Veeck Struggling Physically but Thriving Professionally

| On 17, Oct 2015

April 28, 1948

The Indians will head to the South Side of Chicago undefeated, but without owner Bill Veeck.

Veeck is returning to Cleveland for further medical checkups on his leg. Veeck, a veteran of the U.S. Marine Corps in World War II, lost his foot in the Pacific Theater of Operations.

The series with the White Sox would have marked a homecoming of sorts for Veeck, a Chicago native whose father, William Sr., was a newspaper reporter turned executive with the Cubs. The younger Veeck grew up around the game of baseball, and planted the ivy at Wrigley Field. He became the Cubs’ treasurer after his father died unexpectedly.

In 1941, Veeck left Chicago and bought the Milwaukee Brewers of the American Association. The team won three pennants in five years under Veeck’s ownership – including three years where he was in the Marines. Veeck, ever the baseball man, was making trades in a combat zone. But the team was equally as famous for its promotions. Because of a deal he signed with Miller Brewing, the stadium always was stocked with beer, making it a destination for drinks, regardless of who was playing. And he catered to the folks working round-the-clock in the factories with morning games.

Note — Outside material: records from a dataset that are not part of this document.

PR #941, opened 2017-09-28
Converted the tests of @DataProviders to using....a @DataProvider!

yfarjoun:
### Description
Improves the Test of DataProviders to use a @DataProvider which will show all the tests separately so that in case of failures it will not abort after the first failure.

----

#### Content

#### Review

### DIFF
--- a/src/test/java/picard/TestDataProviders.java
+++ b/src/test/java/picard/TestDataProviders.java
@@ -1,6 +1,7 @@
 package picard;
 
 import org.testng.Assert;
+import org.testng.annotations.BeforeSuite;
 import org.testng.annotations.DataProvider;
 import org.testng.annotations.Test;
 import picard.cmdline.ClassFinder;
@@ -39,6 +40,12 @@ public class TestDataProviders {
         }
     }
 
+    @Test
+    public void IndependentTestOfDataProviderTest() throws IllegalAccessException, InvocationTargetException, InstantiationException {
+        testAllDataProvidersdata();
+    }
+
+
     @DataProvider(name = "DataprovidersThatDontTestThemselves")
     public Iterator<Object[]> testAllDataProvidersdata() throws IllegalAccessException, InstantiationException, InvocationTargetException {
         int i = 0;
@@ -66,6 +73,15 @@ public class TestDataProviders {
         final Class clazz = container.clazz;
         System.err.println("Method: " + method + " Class: " + clazz.getName());
 
-        method.invoke(clazz.newInstance());
+        Object instance = clazz.newInstance();
+
+        // Some tests assume that the @BeforeSuite methods will be called before the @DataProviders
+        for (final Method otherMethod : clazz.getMethods()) {
+            if (otherMethod.isAnnotationPresent(BeforeSuite.class)) {
+                otherMethod.invoke(instance);
+            }
+        }
+
+        method.invoke(instance);
     }
 }
--- a/src/test/java/picard/TestDataProviders.java
+++ b/src/test/java/picard/TestDataProviders.java
@@ -1,18 +1,18 @@
 package picard;
 
 import org.testng.Assert;
-import org.testng.annotations.BeforeSuite;
-import org.testng.annotations.DataProvider;
-import org.testng.annotations.NoInjection;
+import org.testng.annotations.*;
 import org.testng.annotations.Test;
+import org.testng.collections.Sets;
 import picard.cmdline.ClassFinder;
+import picard.util.TestNGUtil;
 
 import java.lang.reflect.InvocationTargetException;
 import java.lang.reflect.Method;
 import java.lang.reflect.Modifier;
-import java.util.ArrayList;
-import java.util.Iterator;
-import java.util.List;
+import java.util.*;
+import java.util.stream.Stream;
+import java.util.stream.StreamSupport;
 
 /**
  * This test is a mechanism to check that none of the data-providers fail to run.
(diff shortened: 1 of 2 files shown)


src/test/java/picard/TestDataProviders.java
```diff
@@ -21,21 +26,46 @@
 public class TestDataProviders {
 
     @Test
-    public void testAllDataProviders() throws IllegalAccessException, InstantiationException, InvocationTargetException {
-        int i = 0;
+    public void IndependentTestOfDataProviderTest() throws IllegalAccessException, InvocationTargetException, InstantiationException {
```
pshapiro4broad: When writing tests it's OK (IMO) to use `throws Exception` since we don't to bother updating our tests every time the list of thrown exceptions changes.

src/test/java/picard/TestDataProviders.java
```diff
@@ -21,21 +26,46 @@
...
-                    method.invoke(testClass.newInstance());
-                    i++;
+                    data.add(new Object[]{method, testClass});
                 }
             }
         }
-        Assert.assertNotSame(i,0);
-        System.err.println("Found: "+ i + " @DataProviders.");
+        Assert.assertTrue(data.size() > 1);
+        Assert.assertEquals(data.stream().filter(c -> ((Method) c[0]).getName().equals("testAllDataProvidersdata")).count(), 1);
```
pshapiro4broad: You filter here but that doesn't affect the data returned below. Not sure if that was your intent or not.

src/test/java/picard/TestDataProviders.java
```diff
@@ -21,21 +26,46 @@
...
-                    System.err.println("Method: " + testClass.getName() + ":" + method.getName());
-                    method.invoke(testClass.newInstance());
-                    i++;
+                    data.add(new Object[]{method, testClass});
                 }
             }
         }
-        Assert.assertNotSame(i,0);
-        System.err.println("Found: "+ i + " @DataProviders.");
+        Assert.assertTrue(data.size() > 1);
```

After coming home from WWII, Veeck wanted to get to the major leagues. A deal to buy the Pirates fell through, but Veeck wasn’t too concerned about that, coming instead to Cleveland, the “Best Location in the Nation,” where he fronted the syndicate that bought the team in 1946.

Veeck, a hustler and a huckster, gave the fans more opportunities to the see the Tribe, moving from intimate League Park to cavernous Municipal Stadium, where, in his first year as owner, the team drew more than 1 million in attendance.

But he didn’t wait for them to come to him. He could be found at any luncheon, civic group or festival from Buffalo to Youngstown to Sandusky, talking up the Indians and selling people on why they should come see the team.

Veeck, a member of the Cleveland NAACP, is also a racial trailblazer. He tried to buy the Phillies in 1942, ostensibly to stock the team with talent from the Negro Leagues, and integrated the American League with his signing of Larry Doby last year.

We wish Veeck well with his medical issues. We don’t say problems because Veeck never looked at it as losing a foot. He thought of it as adding an ashtray. “I’m not handicapped,” he said. “I’m a cripple.”